Gravity Light Uses Gravity for Power



Many people in developing counties don't have the luxury of electric grids and have to rely on kerosene lamps for lighting. Kerosene costs money and breathing the fumes is dangerous. 780 million women and children around the world inhale a volume of smoke equivalent to smoking two packets of cigarettes a day because of this. A new light powered by gravity could be a superior solution to lighting needs for destitute areas.

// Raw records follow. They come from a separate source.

PR #24, opened 2023-05-19
Refactor WebRTC

njooma:
Refactor WebRTC code and implement DialOptions

### DIFF
--- a/example/viam_example_app/lib/main.dart
+++ b/example/viam_example_app/lib/main.dart
@@ -89,7 +89,9 @@ class _MyHomePageState extends State<MyHomePage> {
       _loading = true;
     });
     final robotFut = RobotClient.atAddress(
-        '<URL>', 443, RobotClientOptions.withSecret('<SECRET>'));
+      '<URL>',
+      RobotClientOptions.withLocationSecret('<SECRET>'),
+    );
 
     robotFut.then((value) {
       _robot = value;
--- a/lib/src/media/image.dart
+++ b/lib/src/media/image.dart
@@ -118,8 +118,6 @@ class _ViamRGBADecoder extends img.Decoder {
 
   @override
   img.Image? decodeFrame(int frame) {
-    Uint8List imageData;
-
     final image = img.Image(
       width: info.width,
       height: info.height,
--- a/lib/src/media/stream/client.dart
+++ b/lib/src/media/stream/client.dart
@@ -11,7 +11,6 @@ class StreamClient {
   // ignore: close_sinks
   final StreamController<MediaStream> _streamController = StreamController<MediaStream>.broadcast();
   MediaStream? _stream;
-  // final Map<String, StreamController<MediaStream>> _streams = {};
   StreamSubscription? _errorHandler;
 
   StreamClient(this._channel) : _client = StreamServiceClient(_channel) {
@@ -44,14 +43,13 @@ class StreamClient {
     return _streamController.stream;
   }
 
-  @override
   Future<void> add(String name) async {
     await _client.addStream(AddStreamRequest(name: _getValidSDPTrackName(name)));
   }
 
-  @override
   Future<void> remove(String name) async {
     await _client.removeStream(RemoveStreamRequest(name: _getValidSDPTrackName(name)));
     _stream = null;
+    await _errorHandler?.cancel();
   }
 }
--- a/lib/src/robot/client.dart
+++ b/lib/src/robot/client.dart
@@ -13,6 +13,10 @@ import '../viam_sdk.dart';
 class RobotClientOptions {
   DialOptions dialOptions;
 
+  RobotClientOptions() : dialOptions = DialOptions();
+
+  RobotClientOptions.withDialOptions(this.dialOptions);
+
   RobotClientOptions.withLocationSecret(String locationSecret)
       : dialOptions = DialOptions()..credentials = Credentials.locationSecret(locationSecret);
 }
--- a/lib/src/robot/client.dart
+++ b/lib/src/robot/client.dart
@@ -23,7 +23,6 @@ class RobotClient {
   List<ResourceName> resourceNames = [];
   ResourceManager _manager = ResourceManager();
   final Map<String, StreamClient> _streams = {};
-  Viam? viam;
 
   RobotClient._();
 
@@ -37,7 +36,6 @@ class RobotClient {
 
   static Future<RobotClient> withViam(Viam viam) async {
     var client = RobotClient._();
-    client.viam = viam;
     client.channel = viam.channel;
     client._client = RobotServiceClient(client.channel);
     await client.refresh();
@@ -45,8 +43,8 @@ class RobotClient {
   }
 
   Future<void> refresh() async {
-    ResourceNamesResponse response = await this._client.resourceNames(ResourceNamesRequest());
-    if (response.resources == this.resourceNames) {
+    ResourceNamesResponse response = await _client.resourceNames(ResourceNamesRequest());
+    if (response.resources == resourceNames) {
       return;
     }
     final manager = ResourceManager();
@@ -63,14 +61,14 @@ class RobotClient {
         continue;
       }
     }
-    this.resourceNames = response.resources;
-    if (this._manager.resources != manager.resources) {
-      this._manager = manager;
+    resourceNames = response.resources;
+    if (_manager.resources != manager.resources) {
+      _manager = manager;
     }
   }
 
   T getResource<T>(ResourceName name) {
-    return this._manager.getResource<T>(name);
+    return _manager.getResource<T>(name);
   }
 
   StreamClient getStream(String name) {
--- a/lib/src/robot/client.dart
+++ b/lib/src/robot/client.dart
@@ -3,8 +3,6 @@ import 'package:viam_sdk/src/gen/robot/v1/robot.pbgrpc.dart';
 import 'package:viam_sdk/src/resource/manager.dart';
 import 'package:viam_sdk/viam_sdk.dart';
 
-import '../media/stream/client.dart';
-
 class RobotClientOptions {
   bool disableWebRtc = false;
   String locationSecret;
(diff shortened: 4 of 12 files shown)


example/viam_example_app/lib/main.dart
```diff
@@ -89,7 +89,9 @@ class _MyHomePageState extends State<MyHomePage> {
       _loading = true;
     });
     final robotFut = RobotClient.atAddress(
-        '<URL>', 443, RobotClientOptions.withSecret('<SECRET>'));
+      '<URL>',
+      RobotClientOptions.withLocationSecret('<SECRET>'),
```
clintpurser, line 93: ✨

lib/src/media/image.dart
```diff
@@ -118,8 +118,6 @@ class _ViamRGBADecoder extends img.Decoder {
 
   @override
   img.Image? decodeFrame(int frame) {
-    Uint8List imageData;
```
clintpurser, line 121: [q] why remove this here? is it a _driveby_ that you noticed was unused?

lib/src/media/stream/client.dart
```diff
@@ -44,14 +43,13 @@ class StreamClient {
     return _streamController.stream;
   }
 
-  @override
   Future<void> add(String name) async {
     await _client.addStream(AddStreamRequest(name: _getValidSDPTrackName(name)));
   }
 
-  @override
```
clintpurser, line 52: good catch on these 👍

lib/src/robot/client.dart
```diff
@@ -1,36 +1,35 @@
...
 
+import '../domain/web_rtc/web_rtc_client/web_rtc_client.dart';
+import '../gen/common/v1/common.pb.dart';
+import '../gen/robot/v1/robot.pbgrpc.dart';
 import '../media/stream/client.dart';
+import '../resource/base.dart';
+import '../resource/manager.dart';
+import '../resource/registry.dart';
+import '../rpc/dial.dart';
+import '../viam_sdk.dart';
```
clintpurser, line 11: I think we can add a lint rule to prefer relative imports. 👀  but maybe we don't want that because we'll want to do package imports in our example code. something to think about!

lib/src/rpc/dial.dart
```diff
@@ -0,0 +1,352 @@
...
+      try {
+        final candidateProto = ICECandidate(
+          candidate: candidate.candidate,
+          sdpMid: candidate.sdpMid,
+          sdpmLineIndex: candidate.sdpMLineIndex,
+        );
+        await signalingClient.callUpdate(CallUpdateRequest(uuid: uuid, candidate: candidateProto));
+      } catch (error, st) {
+        //TODO: Add error handling
+        _logger.e('Update ICECandidate error', error, st);
```
clintpurser, line 172: Thanks for setting up logger! 🙏

lib/src/rpc/dial.dart
```diff
@@ -0,0 +1,352 @@
...
+      if (!isResponseStreamInitialized) {
+        _logger.e('Updating before initialized');
+        throw Exception('Updating before initialized');
+      }
+      if (response.uuid != uuid) {
+        _logger.e('UUID mismatch in update. Got ${response.uuid}, want $uuid');
+        throw Exception('UUID mismatch in update. Got ${response.uuid}, want $uuid');
+      }
+
+      // await Future.delayed(const Duration(seconds: 1));
```
clintpurser, line 256: [minor] remove?

lib/src/rpc/dial.dart
```diff
@@ -0,0 +1,352 @@
...
+  String? externalAuthToEntity;
+
+  /// Allows a pre-authenticated client to dial with
+  /// an authorization header. Direct dial will have the access token
+  /// appended to the "Authorization: Bearer" header. WebRTC dial will
+  /// append it to the signaling server communication
+  ///
+  /// If enabled, other auth options have no affect. Eg. [authEntity], [credentials],
+  /// [externalAuthAddress], [externalAuthToEntity]
+  String? accessToken;
```
clintpurser, line 39: was there a particular reason you made these Strings`?` nullable?

IMO It adds a lot of boiler plate below to check if they're null and then if they're empty.

could we make them non nullable and initialize them to '' to skip those null checks?

```suggestion
  String authEntity = '';

  /// Used to authenticate the request.
  Credentials? credentials;

  /// Options to control how WebRTC is utilized in a dial attempt
  DialWebRtcOptions? webRtcOptions;

  /// The address to perform external auth at.
  String externalAuthAddress  = '';

  /// The entity to authenticate for after externally authenticating.
  String externalAuthToEntity  = '';

  /// Allows a pre-authenticated client to dial with
  /// an authorization header. Direct dial will have the access token
  /// appended to the "Authorization: Bearer" header. WebRTC dial will
  /// append it to the signaling server communication
  ///
  /// If enabled, other auth options have no affect. Eg. [authEntity], [credentials],
  /// [externalAuthAddress], [externalAuthToEntity]
  String accessToken  = '';
```

lib/src/robot/client.dart
```diff
@@ -1,36 +1,35 @@
...
 
 class RobotClient {
   late ClientChannelBase channel;
   late RobotServiceClient _client;
   List<ResourceName> resourceNames = [];
   ResourceManager _manager = ResourceManager();
-  Map<String, StreamClient> _streams = {};
-  late Viam viam;
+  final Map<String, StreamClient> _streams = {};
+  Viam? viam;
```
clintpurser, line 26: [minor] I think this is unused, remove?

a viam is referenced on lines 38-41, but that name is overloaded and the new one will be used and not this one.

lib/src/rpc/dial.dart
```diff
@@ -0,0 +1,352 @@
...
+  Credentials? signalingCredentials;
+
+  /// Allows a pre-authenticated client to dial with an authorization header to the signaling server.
+  /// This skips the Authenticate() request to the signaling server or external auth but does not skip the
+  /// AuthenticateTo() request to retrieve the credentials at the external auth endpoint.
+  ///
+  /// If enabled, other auth options have no affect. Eg. [signalingAuthEntity], [signalingCredentials],
+  /// [signalingExternalAuthAddress], [signalingExternalAuthToEntity]
+  String? signalingAccessToken;
+}
```
clintpurser, line 84: [minor] same suggestion as above, possibly remove nullable

clintpurser (changes requested):
Overall looks great! Just a few nits and minor suggestions.

lib/src/media/image.dart
njooma: Yup, unused

lib/src/rpc/dial.dart
njooma: Decided against doing this (because I liked the nil coalescing later on for convenience), so I instead made an extension on `String?` that will check for both null and empty. Makes things the cleanest :)

lib/src/rpc/dial.dart
njooma: Same as above

lib/src/rpc/dial.dart
```diff
@@ -0,0 +1,351 @@
...
+      ..id = 1
+      ..negotiated = true
+      ..ordered = true,
+  );
+
+  String? uuid;
+  final didConnect = Completer();
+  final didSetRemoteDesc = Completer();
+
+  // If tickleICE is enabled, set onIceCandidate handler
```
benjirewis, line 154:
```suggestion
  // If trickleICE is enabled, set onIceCandidate handler
```

benjirewis (commented):
Cool! 🧑‍🔧

lib/src/rpc/dial.dart
```diff
@@ -0,0 +1,351 @@
...
+
+      try {
+        final candidateProto = ICECandidate(
+          candidate: candidate.candidate,
+          sdpMid: candidate.sdpMid,
+          sdpmLineIndex: candidate.sdpMLineIndex,
+        );
+        await signalingClient.callUpdate(CallUpdateRequest(uuid: uuid, candidate: candidateProto));
+      } catch (error, st) {
+        //TODO: Add error handling
```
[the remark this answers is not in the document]
njooma: That todo is incorrect. We're not supposed to rethrow errors on call updates.

lib/src/rpc/dial.dart
```diff
@@ -0,0 +1,351 @@
...
+      ..negotiated = true
+      ..ordered = true,
+  );
+
+  String? uuid;
+  final didConnect = Completer();
+  final didSetRemoteDesc = Completer();
+
+  // If tickleICE is enabled, set onIceCandidate handler
+  if (!(options.webRtcOptions?.disableTrickleIce ?? config.disableTrickle)) {
```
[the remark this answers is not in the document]
njooma: `config.disableTrickle` was received by the server as an optional webrtc configuration. It shouldn't override `webrtcoptions.disable...` but it can be used as a backup in case the value the user passed in is empty

clintpurser (approved):
LGTM

lib/src/robot/client.dart
```diff
@@ -1,53 +1,50 @@
...
   RobotClient._();
 
-  static Future<RobotClient> atAddress(String url, int port, RobotClientOptions options) async {
+  static Future<RobotClient> atAddress(String url, RobotClientOptions options) async {
     var client = RobotClient._();
-    client.viam = Viam.instance();
-    await client.viam
-        .connect(url: url, port: port, secure: !options.insecure, disableWebRtc: options.disableWebRtc, payload: options.locationSecret);
-    client.channel = client.viam.channel;
+    client.channel = await dial(url, options.dialOptions);
```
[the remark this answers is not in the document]
njooma: It didn't before, but it does now :)

benjirewis (approved):
Nice, connecting local addresses will be helpful if we implement modules in dart.

lib/src/rpc/dial.dart
```diff
@@ -0,0 +1,405 @@
...
+  });
+  await peerConnection.setLocalDescription(offer);
+
+  final sdpJsonString = _convertSDPtoJsonString(await peerConnection.getLocalDescription());
+  final encodedSdp = _encodeSDPJsonStringToBase64String(sdpJsonString);
+  try {
+    callStream = signalingClient
+        .call(CallRequest(sdp: encodedSdp, disableTrickle: options.webRtcOptions?.disableTrickleIce ?? config.disableTrickle));
+  } catch (error, st) {
+    //TODO: Add error handling
```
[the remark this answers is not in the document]
njooma: This is a different TODO that I didn't catch earlier. But only the `CallUpdate` shouldn't rethrow, since it's not really required for everything to function

lib/src/rpc/dial.dart
```diff
@@ -0,0 +1,405 @@
...
+  }
+  final iceServers = config.additionalIceServers
+      .map((e) => {
+            'urls': e.urls,
+            'credential': e.credential,
+            'username': e.username,
+          })
+      .toList()
+    ..add({
+      'urls': 'stun:global.stun.twilio.com:3478?transport=udp',
```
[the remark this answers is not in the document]
njooma: I copied this over from what our friends over at DOR had done. Just tested it, seems like we don't need it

GravityLight doesn't need to be recharged through solar cells. It doesn't use batteries at all. It's powered by the same force that keeps our feet on the ground. GravityLight is simply charged by a bag that is filled with around 9kg of material and hung from a cord below the light. A weight attached to the light takes 3 seconds to lift up, but provides 30 minutes of light as it descends. As the bag descends, a series of gears inside the device translates this weight into energy. The light strength can be adjusted, from strong task lighting to a longer-lasting low-level glow, and two terminals on the front allow it to be used as a generator so it can recharge other devices including radios and batteries.

The GravityLight project has captured plenty of public interest. The Indiegogo campaign has raised more than $115,000, blowing away the original $55,000 goal. One major goal is to eventually get the cost down to $5 per light, making it a very affordable purchase for people in need while saving them money over the ongoing cost of kerosene.